- What you will do -
Filter the data below for the string "fixes" and copy each matching line.

[[ Records supplied, beginning ]]

PR #1696, opened 2026-08-26
test(cli): stub the Claude binary so the runner integration suite passes without a local Claude install

junmo-kim:
**Problem**

Since e5a8212f, the runner's agent-availability preflight rejects session spawns on machines without a Claude CLI — which includes CI runners. So the four spawn-based tests in `src/runner/runner.integration.test.ts` fail on every recent `main` run, and that red integration check spills onto unrelated open PRs too.

**Solution**

The isolated test env now writes a minimal stub `claude` into the temp home (same pattern as `agentAvailability.test.ts`) and points workers at it via `HAPI_CLAUDE_PATH`, the override the production launcher already honors. Production behavior is untouched; the suite still exercises the real preflight path. Windows skips the stub, and setup only injects the override when the config supplies one.

**Tests**

- Reproduced the exact four CI failures locally with `claude` off `PATH` and no `HAPI_CLAUDE_PATH` (`4 failed | 9 passed`); all pass after the change (`13 passed | 1 skipped`).
- Full `bun typecheck && bun run test` green on the fork.

### DIFF
--- a/cli/src/test/globalSetup.ts
+++ b/cli/src/test/globalSetup.ts
@@ -1,5 +1,5 @@
 import { randomBytes } from 'node:crypto'
-import { mkdtempSync, rmSync, writeFileSync } from 'node:fs'
+import { mkdirSync, mkdtempSync, rmSync, writeFileSync } from 'node:fs'
 import { tmpdir } from 'node:os'
 import { join, dirname } from 'node:path'
 import { fileURLToPath } from 'node:url'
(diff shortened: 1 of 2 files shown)


junmo-kim:
@tiann heads-up — this also fixes the currently red `integration` check on `main`. Since e5a8212f, the new agent-availability preflight rejects session spawns on machines without a Claude install, which includes CI runners, so every recent Test workflow run fails on the same 4 tests in `src/runner/runner.integration.test.ts` and the red check spills over onto unrelated open PRs. Happy to switch approaches if you'd rather solve it on the CI side (e.g., installing Claude in the workflow).

junmo-kim:
@heavygee could you take a look? Since e5a8212f the `integration` job on `main` has been red (four tests in `src/runner/runner.integration.test.ts` fail without a local Claude install). This small test-infra PR fixes it.

heavygee:
@junmo-kim Merged — thanks for the ping and for the stub. Agreed this was the right place to fix it (test env / `HAPI_CLAUDE_PATH`) rather than installing Claude on CI. Should clear the red `integration` spill on `main` once this lands there.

[[ Records supplied, end ]]

- Answer to this problem -
@tiann heads-up — this also fixes the currently red `integration` check on `main`. Since e5a8212f, the new agent-availability preflight rejects session spawns on machines without a Claude install, which includes CI runners, so every recent Test workflow run fails on the same 4 tests in `src/runner/runner.integration.test.ts` and the red check spills over onto unrelated open PRs. Happy to switch approaches if you'd rather solve it on the CI side (e.g., installing Claude in the workflow).
@heavygee could you take a look? Since e5a8212f the `integration` job on `main` has been red (four tests in `src/runner/runner.integration.test.ts` fail without a local Claude install). This small test-infra PR fixes it.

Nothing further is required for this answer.